Really down tonight

This condition has really affected my life. But I am simply stunned tonight. M ybest friend told me that I should be thankful I don't have something worse. And I need to just live with it and get over it be glad I don't have cancer or something really bad. Ha ! It really hurt me. All I said was I am worried about the long car rides I need to take in May and July and I hope I can handle it. Honestly I don't think one person in my life gets it. I'm just going to shut up and suffer in silence from now on

It takes a lot to get me down, I work right through any illness I've ever had. I am just exhausted. Telling me to forget it and just get on with my life. Wow I would really love to do that

Typical uneducated comment for those you have no idea of what it's like to live with.

i would tell her to try and live with what you do just one day. 

It waht hat most refer to as chronic invisible disease. We look good isn't that what most friends would say. Or pass of a painful,comment like you never even said it. Ignoring your feelings and pain that's not a friend. 

I am am sorry it is so frustrating. There are a lot of great support here. Anytime !

This condition is by far the worst thing I have ever dealt with. Here, we all understand.

No one who has not lived it has no idea. It is life changing. Some friend but people don't understand

Oh Donna

Im so sorry to hear that from your friend......she just doesn't know .....and unless someone experiences this they cannot know.  When friends or family ask what is VA or symptoms .......I just say it's like having a UTI all the time at its worst and other times pressure pains....or just feeling raw down there...most respond back Oh no, as most women have experienced the uncomfortable feeling of UTI.  

Ladies....it is so important to try and keep busy to try to keep our minds off this discomfort.  It just seems to take awhile for some to start to feel normal again....Hang in there ladies.....I'm doing much better.....there is hope!!  I'm not totally at 100 percent but I pray I'm getting there with the help of Vagifem........this blog is a blessing!

Wendy

Oh no...don't suffer in silence. People act that way because they haven't had problems...their day is coming!

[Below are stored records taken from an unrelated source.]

Issue #4711, opened 2021-04-01
SIGSEV with sync_repl


tbordaz:
**Issue Description**
When running a sync_repl client, it crashes current master
<pre>
=================================================================
==2268384==ERROR: AddressSanitizer: SEGV on unknown address 0x000041b58abb (pc 0x7f2c75c6c68d bp 0x7f2be7fc3d60 sp 0x7f2be7fc3d40 T12)
==2268384==The signal is caused by a READ memory access.
    #0 0x7f2c75c6c68c in slapi_value_get_string ldap/servers/slapd/value.c:371
    #1 0x7f2c71534436 in sync_create_state_control ldap/servers/plugins/sync/sync_util.c:194
    #2 0x7f2c7153a89f in sync_srch_refresh_pre_entry ldap/servers/plugins/sync/sync_refresh.c:275
    #3 0x7f2c75bb7365 in plugin_call_func ldap/servers/slapd/plugin.c:2002
    #4 0x7f2c75bb6fb6 in plugin_call_list ldap/servers/slapd/plugin.c:1945
    #5 0x7f2c75baf71c in plugin_call_plugins ldap/servers/slapd/plugin.c:414
    #6 0x7f2c75bf9a6a in send_ldap_search_entry_ext ldap/servers/slapd/result.c:1488
    #7 0x7f2c75bf75e6 in send_ldap_search_entry ldap/servers/slapd/result.c:1050
    #8 0x7f2c75b82664 in send_entry ldap/servers/slapd/opshared.c:1140
    #9 0x7f2c75b83687 in iterate ldap/servers/slapd/opshared.c:1326
    #10 0x7f2c75b8493b in send_results_ext ldap/servers/slapd/opshared.c:1543
    #11 0x7f2c75b7fffe in op_shared_search ldap/servers/slapd/opshared.c:882
    #12 0x4700b1 in do_search ldap/servers/slapd/search.c:388
    #13 0x4243c7 in connection_dispatch_operation ldap/servers/slapd/connection.c:659
    #14 0x42a5f5 in connection_threadmain ldap/servers/slapd/connection.c:1777
    #15 0x7f2c75549b33  (/lib64/libnspr4.so+0x2bb33)
    #16 0x7f2c754de4e1 in start_thread (/lib64/libpthread.so.0+0x94e1)
    #17 0x7f2c753966a2 in clone (/lib64/libc.so.6+0x1016a2)

AddressSanitizer can not provide additional info.
[...]

PR #4738, opened 2021-04-26
Issue 4711 - SIGSEV with sync_repl

tbordaz:
Bug description:
	sync_repl sends back entries identified with a unique
	identifier that is 'nsuniqueid'. If 'nsuniqueid' is
	missing, then it may crash

Fix description:
	Check a nsuniqueid is available else returns OP_ERR

relates: https://github.com/389ds/389-ds-base/issues/4711

Reviewed by: Pierre Rogier, James Chapman

Platforms tested:  F33

### DIFF
--- a/ldap/servers/plugins/sync/sync_util.c
+++ b/ldap/servers/plugins/sync/sync_util.c
@@ -165,8 +165,8 @@ sync_create_state_control(Slapi_Entry *e, LDAPControl **ctrlp, int type, Sync_Co
     BerElement *ber;
     struct berval *bvp;
     char *uuid;
-    Slapi_Attr *attr;
-    Slapi_Value *val;
+    Slapi_Attr *attr = NULL;
+    Slapi_Value *val = NULL;
 
     if (type == LDAP_SYNC_NONE || ctrlp == NULL || (ber = der_alloc()) == NULL) {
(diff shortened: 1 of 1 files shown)


ldap/servers/plugins/sync/sync_util.c
```diff
@@ -191,6 +191,14 @@ sync_create_state_control(Slapi_Entry *e, LDAPControl **ctrlp, int type, Sync_Co
     } else {
         slapi_entry_attr_find(e, SLAPI_ATTR_UNIQUEID, &attr);
         slapi_attr_first_value(attr, &val);
+        if ((attr == NULL) || (val == NULL)) {
```
Firstyear, line 194: If attr is some here do we need to free it? Or is it owned by the entry?

Firstyear (approved):
Looks good mate, just want to check about a free case but otherwise ack.

ldap/servers/plugins/sync/sync_util.c
tbordaz: Thanks @Firstyear for your review. The attribute 'attr' or value 'val' are references into the entry 'e' they should not be freed here, later the operation cleanup will free them.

The car rides bother you? Would stopping every few hours help? I'm okay in a car, but I know someone else who cannot sit on hard chairs. So is it painful or just stressful? She, my friend, who cannot sit on hard chairs says it causes pain and soreness.

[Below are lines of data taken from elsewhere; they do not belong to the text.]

Issue #4742, opened 2021-04-29
UI should always use LDAPI path when calling CLI 


mreynolds389:
**Issue Description**

In some places in the UI code we call dsconf like:    

    dsconf -j slapd-instance ...

Instead of:

    dsconf -j "ldapi://%2fvar%2frun%2fslapd-" + this.props.serverId + ".socket"

The problem is that if you setup the ".dsrc" file to use something other than LDAPI then the UI hangs.  We need to always call the CLI using the LDAP socket.

mreynolds389:
6446fe27a..4ba0f07d4  389-ds-base-1.4.4 -> 389-ds-base-1.4.4
8fcf5dd37..34dd83e89  389-ds-base-1.4.3 -> 389-ds-base-1.4.3

PR #4743, opened 2021-04-29
Issue 4742 - UI - should always use LDAPI path when calling dsconf

mreynolds389:
Bug Description:

In some places in the UI code we call dsconf like:

dsconf -j slapd-instance ...

Instead of:

dsconf -j "ldapi://%2fvar%2frun%2fslapd-" + this.props.serverId + ".socket"

The problem is that if you setup the ".dsrc" file to use something other than LDAPI then the UI hangs.

Fix Description:

We need to always call dsconf using the LDAPI socket.

Relates: https://github.com/389ds/389-ds-base/issues/4742


droideck (approved):
LGTM!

This is a chronic pain situation. Someday your friend may find herself in a similar situation. It is one of those things that you have to experience to even begin to understand. I have had cancer and believe me VA is worse as far as chronic pain. Surround yourself with understanding people. Do what is right for yourself and forget anyone who brings you down.

 

Donna

No one who hasn't experienced this can understand.I t has changed me and my life in 7 months. The only person who knows what I am going through is my husband because he sees me and what is/has happened to me. None of my friends understand, they can't see it and they think it's 'nothing' or 'just menopausal'. Probably your friend doesn't understand and how could she? I wouldn't have known about this 7 months ago. Hope you are OK x

Donna, if they suffered like you and felt what you felt on a daily bases they would be singing a different tune! Hugs to you!

Thank you so much. I just didn't know how to even cope last night. She has been my best friend for 20 years. I'm still shocked. She has been through some pretty big health issues herself , life threatening ones. And I've always been impressed with her strength. But I guess she thinks burning 24/7 is small beans. She said if I'm hurting it means I'm alive and I should be grateful. ugh ! Of course I am grateful to be alive. I'm just really hurt

I know you do Kay and I swear if I hadn't found this site I would be in a straight jacket right now.

It is frustrating that they don't. I talked to a couple of people about the MOna Lisa and one even said that's just to fix your sex life right?

My sex life was just fine before this started 7 months ago!

I agree this blog is such a blessing. 

Car rides are really painful. We just went to a furneral last month and it really hurt. I have memory foams on my chairs in my studio, I paint. And at my desk chair. The trip we just took got me burning worse for about a week after we returned.The only place I can sit with little pain is my recliner. But I have to earn a living so I can't spend my days there

 

I may tell her you said  that. I was just amazed at the things she said. She has had many health struggles so I was shocked.

Catherine 7 months ago my life changed overnight just like yours did. It has been the roughest most emotional 7 months. I feel like I have lost a friend. My heart is just broken that she could act like that. I just told myself she is going through some major health problems too. So she probably thinks I'm being silly. 

Thank you ! I guess I'm going to have to accept the fact that no one that isn't living this doesn't get it

Thank you all for making me feel I'm not alone. When I saw all the replies I just started crying ! 

BTW: The Mona Lisa is not just to improve your sex life. I lost my husband to cancer a number of years ago. I also have had three Mona Lisa Treatments and have the yearly one scheduled for April. It has really helped the VA.  I was dry and burning 24/7. I still use vagifem 2x a week but those in combination with the Mona Lisa have made me feel so much better . I suffered for almost two years before I got treatment. There is hope.